9. 创建percona 实例的时候,发现mysql 服务起不来

通过查看syslog,看到out of memory.

10. 创建instance实例,guest 连不上rabbitmq

nc -z  0  %IP%    %PORT% -vvv
修改allinone上iptables 规则:
iptables -I INPUT -p tcp --dport 5672 -j ACCEPT
或者直接修改文件:/etc/sysconfig/iptables,注意加到最上面,然后service iptables restart

11. trove 创建副本的时候,会讲master guest vm shutdown 然后start吗?

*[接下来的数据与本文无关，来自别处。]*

PR #11214, opened 2025-01-20
feat: update Earcut to v3.0.0

LukeAbby:
I want to update earcut to v3.0.0 because I have a project that makes their own `earcut` global that conflicts with the 2.0.0 era global `earcut` variable with TypeScript typings.

Wrangling with Jest unfortunately took most of the time because apparently its support for node module dependencies written in ESM is lacking. If anyone knows of a better way I'm all ears!

### DIFF
--- a/babel.config.js
+++ b/babel.config.js
@@ -1,0 +1,3 @@
+module.exports = {
+    plugins: ['@babel/plugin-transform-modules-commonjs'],
+};
--- a/jest.config.js
+++ b/jest.config.js
@@ -13,7 +13,9 @@ module.exports = {
         '\\.vert$': 'jest-raw-loader',
         '\\.frag$': 'jest-raw-loader',
         '\\.wgsl$': 'jest-raw-loader',
+        '\\.js$': 'babel-jest'
     },
+    transformIgnorePatterns: ['/node_modules/(?!earcut|@types/earcut)'],
     moduleNameMapper: {
         '^worker:(.*)$': '$1',
         '^~/(.*)$': '<rootDir>/src/$1',
--- a/package-lock.json
+++ b/package-lock.json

12. create slave instance error:

An error occurred while deleting a bad replication snapshot from instance ff0b53eb-754d-48f8-9ece-eb13ff0e6e78.     |

|                         | Backup 5db73df3-bcbd-4a05-bb54-26b37238a3ca cannot be deleted because it is running.                                |

| fault_date              | 2017-06-05T02:37:44                                                                                                 |

| fault_details           | Server type: taskmanager                                                                                            |

|                         | Traceback (most recent call last):                                                                                  |

|                         |   File "/opt/stack/trove/trove/taskmanager/manager.py", line 384, in create_instance                                |

|                         |     locality)                                                                                                       |

|                         |   File "/opt/stack/trove/trove/taskmanager/manager.py", line 349, in _create_instance                               |

|                         |     backup_id, volume_type, modules)                                                                                |

|                         |   File "/opt/stack/trove/trove/taskmanager/manager.py", line 312, in _create_replication_slave                      |

|                         |     replica_number=replica_number)                                                                                  |

|                         |   File "/opt/stack/trove/trove/taskmanager/models.py", line 665, in get_replication_master_snapshot                 |

|                         |     self._log_and_raise(e_delete, msg_delete, err)                                                                  |

|                         |   File "/opt/stack/trove/trove/taskmanager/models.py", line 958, in _log_and_raise                                  |

|                         |     raise TroveError(message=full_message)                                                                          |

|                         | TroveError:                                                                                                         |

|                         |     An error occurred while deleting a bad replication snapshot from instance ff0b53eb-754d-48f8-9ece-eb13ff0e6e78. |

|                         | Backup 5db73df3-bcbd-4a05-bb54-26b37238a3ca cannot be deleted because it is running.
The reason is that the backup status for master is "NEW", the backup creation is not successfully. the root cause is "backup quota exceed"

trove 几点经验

镜像制作

  1. 手工制作:http://docs.openstack.org/developer/trove/dev/building_guest_images.html
  2. 使用devstack 制作好的镜像

之前经验:

  1. mysql和redis用了4个月,基本满足需求
  2. 推荐使用debian的系统,在512M内存下表现比centos要好。
  3. 创建一个trove实例=nova创建一个虚拟机+cinder创建一个卷,在数据库中很多数据是重复的,需要考虑数据一致性,出现过数据不一致的情况(主要出现在trove删实例之后,nova那边没删掉)
  4. 实例的22端口必须开启,用来开机传输配置文件,怎么样防止用户连上
  5. n版本的trove mysql 不支持集群只支持ms模式,redis支持集群,不支持mysql集群,用户很难忍,
  6. 默认配额较少,需要修改,位置在 trove/common/cfg.py
  7. trove 既要需要直连rabbit,又需要连接用户虚拟机, 需要考虑的安全问题,以及网络设计问题,防止rabbit的信息被用户截获。